Any conquest, however small, can't be fully assessed without considering the cost of achieving it, the failures that preceded it and the environment in which it occurred.

In Quiara Alegria Hudes' beautifully resounding drama "Water By the Spoonful," the playwright examines an array of emotional toils by splashing together droplets of life's bleak realities, harsh revelations, fragile successes and modest triumphs, all of which conspire like tiny specks of contrasting colors on a canvas.

Each drop of color by itself seems mundane. Together they gradually come into focus as a rich, brilliant montage of American urban life that is as dazzling to watch as it is difficult to look away from.

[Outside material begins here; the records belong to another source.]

PR #160, opened 2022-09-28
feat: AdvancedXBind Sample

peterfoot:
Sample for Advanced x:Bind Blog post.


MartinZikmund (approved):

peterfoot:
I have seen this error but thought it was my development environment. It builds for Windows but I get this error on other platforms. The method exists and is public so I don't understand cause of the error.

kazo0:
Interesting, maybe a bug here: the build seems to pass if you change the binding to `Click="{x:Bind DisplayPlanetSync}"` instead of `Click="{x:Bind DisplayPlanetSync()}"` (remove parentheses from the method name)

kazo0:
Although there does seem to be some issue with styling on Uno platforms:

Skia.GTK:
image


And it seems to be stuck in some sort of infinite loop for WASM, I'm just stuck on a blank screen and nothing loads in the Dev Tools window

peterfoot:
I've updated to remove the parenthesis and it now works on Windows and Uno Android (my dev environment is broken for Blazor at the moment). I've noticed something and I think this should probably be raised as a bug in Uno:-
For a button click handler Windows will accept either with or without the parentheses but Uno errors if the parentheses are present.

```<Button Click="{x:Bind DisplayPlanetSync}"/>```

For a text binding both Windows and Uno accept empty parentheses for a method with no arguments. 
```<TextBlock Text="{x:Bind GetResultOfAsyncMethod()}"/>```
If the parentheses are omitted the text field contains the method signature and not the result of the method on Uno. 
```<TextBlock Text="{x:Bind GetResultOfAsyncMethod}"/>```
On Windows omitting the parentheses causes a build error:-
```WMC1121	Invalid binding assignment : Binding to methods is not supported```

**Comment by kazo0** [comment]
If you can get a simple sample project that reproduces the bug and open a new issue on the Uno repo that'd be great!

**Comment by MartinZikmund** [comment]
Hi @peterfoot, the build is failing due to:

```
error : Building for the iOS Simulator requires the use of the static registrar. Make sure that `MtouchExtraArgs` contains `--registrar:static`. See https://github.com/unoplatform/uno/issues/9430 for more details.
```

This change is required for the csproj: https://github.com/unoplatform/uno/blob/release/stable/4.5/doc/articles/get-started-wizard.md/#dont-know-how-to-marshal-a-return-value-of-type-systemintptr

peterfoot:
@MartinZikmund I've added this to the project file and tested on the simulator. Should this be added to the new project templates? I see that the macos build has this arg added out of the box.

MartinZikmund:
Actually it should be part of new project templates already (Jérôme added it around last release timeline)

PR #630, opened 2024-01-24
chore: ChatGPT refactor

eriklimakc:


UI/ChatGPT/ChatGPT/ChatGPT/Presentation/MainModel.cs
```diff
@@ -47,18 +47,16 @@ private async ValueTask Ask(string prompt, CancellationToken ct)
...
-		var request = new ChatRequest(history);
+		//Create ChatRequest record with messages list
+		var request = new ChatRequest(requestContent);
 
 		var response = await _chatService.AskAsync(request);
 
 		//Update loading message with AI response as Message record
-		await Update(message, response, ct);
+		//Finds the message with same id and upadtes the instance
+		await Messages.UpdateAsync(message.Update(response), ct);
```
nickrandolph, line 59: Does this add to the list of Messages, or amend an existing message - if the latter, feels very not-immutable :-)

UI/ChatGPT/ChatGPT/ChatGPT/Presentation/Message.cs
```diff
@@ -9,4 +11,13 @@ public Message(string userMessage)
 		: this(Guid.NewGuid(), Source.User, Status.Value, userMessage)
 	{
 	}
+
+	public Message Update(ChatResponse response)
```
nickrandolph, line 15: I'm not sure I'm a fan of using Update here as it implies changing current instance. Perhaps "With" to be consistent with how records are updated
eg msg.With(response)
cc @francoistanguay thoughts?

francoistanguay: Fait. Maybe "With" as a With(reponse) : Message...

We'll see those patterns evolve... in ToDo... we had Todo.ToggleIsCompleted():ToDo as itwas modifying only one field and not accepting a param...

I dont think a method named .Response(reponse) would make much sense but maybe?

It's just a sample but I can see why Update has more mutable meaning and could be congusing.

UI/ChatGPT/ChatGPT/ChatGPT/Presentation/MainModel.cs
eriklimakc: It looks for an item with same `Id` and if the item is found, the item is removed and the updated (new) item is added.

[Here is the `UpdateAsync`](https://github.com/unoplatform/uno.extensions/blob/main/src/Uno.Extensions.Reactive/Core/ListState.Extensions.cs#L199) code in Uno.Extensions.Reactive.

UI/ChatGPT/ChatGPT/ChatGPT/Presentation/Message.cs
eriklimakc: Maybe `message.WithResponse(response)` would be more concise?

francoistanguay: Sure. That's fine. As it was the only "With" or that we could even have overloads... I was fine with .With simply... But if you prefer yours, go for it.

UI/ChatGPT/ChatGPT/ChatGPT/Presentation/MainModel.cs
francoistanguay: ListState is "Mutable" conceptually... Just like State.... This is why it exists in the first place....

It's all good

agneszitte (approved):

PR #660, opened 2024-04-16
feat: Adding dynamic data sample

nickrandolph:
This sample demonstrates how data can be loaded from two different sources based on the platform type. In this case when run as Desktop the data is loaded using the LocalData service (in a real app this could be EF talking directly to a SQL db), otherwise data is loaded via the Rest api.


nickrandolph:
cc @jeromelaban @dansiegel @dr1rrb let me know what you think about the structure of this sample app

This inspired and abundantly human play, which was the surprise winner of the 2012 Pulitzer Prize for drama, opened Tuesday at off-Broadway's Second Stage Theatre, making its New York premier after an initial run at Hartford Stage in 2011.

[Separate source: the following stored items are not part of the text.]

PR #684, opened 2024-05-13
chore: Update PongWars GamePage 

morning4coffe-dev:


UI/PongWars/src/UnoPongWars/Presentation/GamePage.cs
```diff
@@ -18,52 +18,52 @@ public GamePage()
...
-                                        .Width(10)
-                                        .Height(10)
-                                        .Fill(x => x.Binding(() => cell)
-                                            .Convert(cell => new SolidColorBrush(PlayerColor(cell))))
-                                        .Visibility(x => x.Binding(() => cell)
-                                            .Convert(cell => cell.HasBall ? Visibility.Visible : Visibility.Collapsed))))),
-                        new TextBlock()
-                            .Text(x => x.Binding(() => vm.Score))
+                    .Margin(20)
+                    .RowDefinitions("*,auto,auto")
```
agneszitte, line 22:
```suggestion
                    .RowDefinitions("*,Auto,Auto")
```

UI/PongWars/src/UnoPongWars/Presentation/GamePage.cs
```diff
@@ -18,52 +18,52 @@ public GamePage()
...
+                                    .Text(() => vm.Score)
+                                    .HorizontalAlignment(HorizontalAlignment.Center)
+                                    .Style(Theme.TextBlock.Styles.HeadlineSmall)
+                                    .Margin(10)
+                                    .Grid(row: 1),
+                                new Slider()
+                                    .MaxWidth(400)
+                                    .Margin(16)
+                                    .Maximum(1000)
 #if __ANDROID__
```
agneszitte, line 47: @dr1rrb, @morning4coffe-dev I think we would need to add a comment here to give a bit more info on why we have a `#if __ANDROID__` here

agneszitte:
@morning4coffe-dev I tested your changes on all platforms and it is working well in general.
But while doing a bit more tests with the slider, I noticed this issue below.
It is not related to your current changes in this PR as I am able to reproduce it with the current version on `master` as well.
Before opening an issue, I would love your feedback @dr1rrb, please.

**[I can only reproduce it for Android and iOS]**
So basically to repro the issue you need to push to the **maximum speed** then try to reduce the speed and you can notice that the speed is not updating properly.
- **Android**
PongWars-android-speedissue
- **iOS**
PongWars-ios-speedissue

morning4coffe-dev:
Thanks @agneszitte, interesting, I was able to repro it and from my quick investigations the Speed property is updated correctly, so the issue must be that the Delay is somehow not updated properly which is very weird. I will try to investigate more, in the mean time, can we merge this PR once we adjust with your suggestions and make an Issue from this? (as it is not related to this PRs updates)

agneszitte:
> Thanks @agneszitte, interesting, I was able to repro it and from my quick investigations the Speed property is updated correctly, so the issue must be that the Delay is somehow not updated properly which is very weird. I will try to investigate more, in the mean time, can we merge this PR once we adjust with your suggestions and make an Issue from this? (as it is not related to this PRs updates)

@morning4coffe-dev you can go ahead with the suggestions and I have opened a separate issue for the Delay: https://github.com/unoplatform/Uno.Samples/issues/686

dr1rrb:
For the delay "issue", I think we could just ignore it. It's a limitation of the "MVUX as a game engine" model ... which is obviously not a real concern.

agneszitte (approved):

Issue #727, opened 2024-05-27
[All platforms/TubePlayer] TextBox Placeholder is cut off


rajamatt:
![image](https://github.com/unoplatform/Uno.Samples/assets/70542961/97c3a197-f11b-439a-bb5a-dcab61d23172)

rajamatt:
Will try to repro this in a minimal sample app.

rajamatt:
After testing in a new uno app, here's what I found:

For a default Material theme TextBox, the placeholder text is cut off when the height is set to anything lower than 62.

```csharp
new TextBox()
    .Height(61) 
    .PlaceholderText("Placeholder")
```

![image](https://github.com/unoplatform/Uno.Samples/assets/70542961/dfc1d737-d737-40d7-8f8b-8c526556f782)

```csharp
new TextBox()
    .Height(62)
    .PlaceholderText("Placeholder")
```

![image](https://github.com/unoplatform/Uno.Samples/assets/70542961/661d7161-4b7b-4800-a7ad-def896bb39f2)

rajamatt:
@kazo0 is this a known thing with textboxes?

kazo0:
@rajamatt yes I believe it's because we are hardcoding a height in the code there. We should keep it at the default height for now

agneszitte:
> Let's just remove the Height for now, we can revisit once [unoplatform/Uno.Themes#1014](https://github.com/unoplatform/Uno.Themes/pull/1014) is merged now that it's unblocked

@kazo0 I am okay with removing the fixed height, it is making more sense also in my opinion. But @NVLudwig the generated code from the figma file would need to follow as well in addition to @rajamatt updating the workshop-related code for the documentation.

rajamatt:
@agneszitte I updated the workshop docs in this PR: https://github.com/unoplatform/workshops/pull/164
And removed the height in the singleproject PR: https://github.com/unoplatform/Uno.Samples/pull/728

NVLudwig:
**A brief history of TextBox**
1. Tube Player design was made to repro an external design. 
2. When we started we identified a limitation of Uno TextBox: it did not allow a textBox to not have a floating label, it have a hard coded min height and did not allow trailing Icon buttons.
3. It was agreed we would create code for a TextBox style to allow having not floating label and trailing icon buttons and no min height.
[...]

Issue #725, opened 2024-05-27
[Desktop] Videos don't play with latest packages


rajamatt:
Noticed for TubePlayer when updating to latest packages for Single Project migration.

- Desktop: no video controls on Desktop (clicking on video does nothing either)

Desktop:
![image](https://github.com/unoplatform/Uno.Samples/assets/70542961/a1f9e3fe-553b-4617-b69b-8ad6030bae86)

rajamatt:
I will try to create a small repro app for this.

rajamatt:
Just started investigating this and I found that Skia Desktop doesn't support MediaPlayerElement? https://platform.uno/docs/articles/controls/MediaPlayerElement.html

jeromelaban:
@rajamatt this is expected at this time, yes.

PR #728, opened 2024-05-27
chore: singleproject migration TubePlayer app

### LINKED ISSUE #726: [TubePlayer] `PublishedAt` date logic is missing a Math.Abs or invert subtraction
TubePlayer YouTube videos published date is always "less than a minute ago" because of the logic

We should change the logic to display the real date, like this 6 months ago:
image

We need to change it in the tutorial too: https://platform.uno/docs/articles/external/workshops/tube-player/modules/03-Connect-UI-with-mock-data/README.html#create-entities

rajamatt:
There are two issues that seem to be related to bumping the packages for single project:

- [x] https://github.com/unoplatform/Uno.Samples/issues/725
- [x] https://github.com/unoplatform/Uno.Samples/issues/727

Includes fix for: closes #726


rajamatt:
@agneszitte seems like workaround for https://github.com/unoplatform/Uno.Samples/issues/727  is to just use default height, should I remove the `.Height(40)` setter for the search TextBox? It looks like this on all platforms currently: 
image

agneszitte (approved):

PR #754, opened 2024-06-11
feat: ChatGPT - SingleProject

eriklimakc:


UI/ChatGPT/src/ChatGPT/Services/ChatService.cs
```diff
@@ -95,4 +95,4 @@ private ChatCompletionCreateRequest ToCompletionRequest(ChatRequest request)
 			Model = Models.Gpt_3_5_Turbo
```
carldebilly, line 95: We may want to upgrade to a newer, better, faster model ;-)

carldebilly (approved):

UI/ChatGPT/src/ChatGPT/Services/ChatService.cs
agneszitte: @carldebilly not in this PR, we are keeping things the same as before to migrate to single project. We can make improvements in following PRs

agneszitte (approved):

PR #720, opened 2024-05-24
fix: ChatSignalR - stop hang on WASM

mikeirvingweb:
rectified an issue with `Delay` which would cause a permanent hang in Web Assembly.  

perhaps a temporary fix, until `threading` in .NET 9, as alluded to by @jeromelaban [here](https://github.com/unoplatform/uno/issues/13370)  

for the ChatSignalR sample:
 - closes #417 
 - closes #430 
 
 - *should be the fix that* closes #118 
   - no connection issues once fixed.. the observed issue was likely the hang
   - the only connection changes I have ever had to make are to change the WASM port from 5000 to 5001- likely no relation

PR #762, opened 2024-06-19
chore: improvement to wasm delay fix from #720

mikeirvingweb:
@jeromelaban I noticed that the #720 fix, and your suggested simplification had both been merged, creating a pointless nested if clause.

anyway, it should now be as desired 👍


jeromelaban (approved):
Thanks for keeping track!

It is the latest shining example of Hudes' uniquely understated yet powerful voice, which came to prominence in her book of the Tony Award-winning musical "In The Heights."

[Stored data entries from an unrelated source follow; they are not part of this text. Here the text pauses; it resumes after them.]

Issue #774, opened 2024-07-05
[ToDo][Task List] Need to Toggle Twice to Favorite/Unfavorite a Task from Task List


agneszitte:
## Current behavior

You need to toggle the button twice to favorite or unfavorite a task from the task list.

https://github.com/unoplatform/Uno.Samples/assets/16295702/2f9619a8-3bef-4778-8a31-5dacd15fdee9

## Expected behavior

Toggling the button once should favorite or unfavorite the task from the task list.

## How to reproduce it (as minimally and precisely as possible)

- Open the application.
- Click on the "Get Started" button on the Welcome Page.
- Select any task from the first task list.
- Click the favorite icon in the task list to favorite the task.
- Observe that you need to toggle the button twice to favorite the task.
- Click the favorite icon again to unfavorite the task.
- Observe that you need to toggle the button twice to unfavorite the task.

## Environment

Nuget Package:
- Uno.Sdk: 5.2.161
- UnoExtensionsVersion: 4.1.28
- UnoToolkitVersion: 6.0.24
- UnoThemesVersion: 5.0.13

Affected platform(s):

- [X] All

PR #784, opened 2024-07-22
Fix Toggle Task Twice

Kunal22shah:
closes: #774

### DIFF
--- a/reference/ToDo/src/ToDo/Views/TaskListPage.xaml
+++ b/reference/ToDo/src/ToDo/Views/TaskListPage.xaml
@@ -113,7 +113,7 @@
                       <utu:AutoLayout PrimaryAxisAlignment="End"
                                       Orientation="Horizontal">
                         <ToggleButton utu:AutoLayout.CounterAlignment="Start"
-                                      IsChecked="{Binding IsImportant}"
+                                      IsChecked="{Binding IsImportant, Mode=TwoWay}"
                                       Command="{utu:AncestorBinding Path=DataContext.ToggleIsImportant, AncestorType=uer:FeedView}"
                                       CommandParameter="{Binding}"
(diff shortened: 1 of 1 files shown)


reference/ToDo/src/ToDo/Views/TaskListPage.xaml
```diff
@@ -113,7 +113,7 @@
                       <utu:AutoLayout PrimaryAxisAlignment="End"
                                       Orientation="Horizontal">
                         <ToggleButton utu:AutoLayout.CounterAlignment="Start"
-                                      IsChecked="{Binding IsImportant}"
+                                      IsChecked="{Binding IsImportant, Mode=TwoWay}"
```
kazo0, line 116: We shouldn't need this TwoWay binding, it should be properly coming downstream from the resulting update that is done as part of the ToggleIsImportant Command. It looks like we are subscribing to the right messages being sent by the ITaskService.

If you look [here](https://github.com/unoplatform/Uno.Samples/blob/d82132390ce1e59f9ab7d66a16fc5ac95651f455/reference/ToDo/src/ToDo/Business/TaskService.cs#L32) this is what is being called when we update a ToDoTask. You'll notice that we are sending a `EntityMessage<ToDoTask>`. So we should be observing the messenger for our `IListState<ToDoTask> Tasks` property in the view model. I see we are doing this and combining it with the Entity [here](https://github.com/unoplatform/Uno.Samples/blob/f97fccb502d3c890b72c94a46a6528742b9e5bb6/reference/ToDo/src/ToDo/Presentation/TaskListViewModel.cs#L28)

I'd be curious if this gets fixed if we were to remove the added TwoWay binding and add something like `messenger.Observe(Tasks, t => t.Id);` to the list of Observe calls in the constructor of our viewmodel.

kazo0 (approved):

PR #796, opened 2024-08-02
chore: Move `BluetoothExplorer` to SingleProject Uno.Sdk 5.3

morning4coffe-dev:
The old project wasn't building for me at all. The Windows version seems to work well now

image

NOTE: I have tested only on Windows for now, I will test Android


UI/BluetoothExplorer/BluetoothExplorer/BluetoothExplorer/Platforms/Android/AndroidManifest.xml
```diff
@@ -0,0 +1,4 @@
+<?xml version="1.0" encoding="utf-8"?>
+<manifest xmlns:android="http://schemas.android.com/apk/res/android">
+  <application android:allowBackup="true" android:supportsRtl="true"></application>
```
Youssef1313, line 3: This is missing bluetooth permissions that used to exist in the old AndroidManifest.xml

In "Water By The Spoonful," she spins a loosely interwoven, dual narrative about a young Iraq war veteran's tumultuous family and an online support group of recovering drug addicts.

Early in the opening act, grieving cousins Yazmin (Zabryna Guevara) and Elliot (Armando Riesco) leaf through brochures for funeral flowers while reminiscing about the strange and wonderful days of their poverty-stricken childhood in their large, closely knit Puerto Rican family.

Astonished by the prices in the catalog, they worry openly about making ends meet, though stopping to recall the splendor of a garden once cultivated by their recently departed aunt - an adored matriarch in their extended family.

"It's odd to order flowers when someone dies," Yazmin laments. "The flowers are just going to die, too."

Despite that grim realization and their strapped budget, the cousins decide on the most expensive and exotic floral arrangement for their aunt, knowing they can't afford it but resolving to find a way, even if it leads to more hardship and worry.

It's one of many small but glorious acts of defiance that proliferate throughout this piece.

Despair is never far from Hudes' embattled characters, who all struggle in some way with addiction, regret, poverty or loss.

They're a weary and cynical bunch, but stubbornly spirited, somehow summoning the resilience to endure, and at times flourish, no matter the brutal truth of their circumstances or emotional cost. And that cost is often steep.

Under the direction of Davis McCallum, the talented cast, which also includes Liza Colon-Zayas, Frankie R. Faison and Sue Jean Kim, creates starkly real portraits of flawed but deeply conscientious people, all searching for an elusive path to some spiritual high ground.

This hazardous but relentless growth in a world of full of restrictions is reflected abstractly in Neil Patel's unusual but effective set - a drab, gray grid streaked with broad swaths of lush plant life that appear as if they sprouted through cracks in a cement sidewalk.

"Water By the Spoonful" is the second in a trilogy of plays. Its precursor - "Elliot, A Soldier's Fugue" - was a Pulitzer finalist in 2007. The third play in the trilogy, "The Happiest Song Plays Last," is scheduled to make its world premiere in April 2013 in Chicago, leaving us left to wonder what's next for this uncommonly gifted playwright.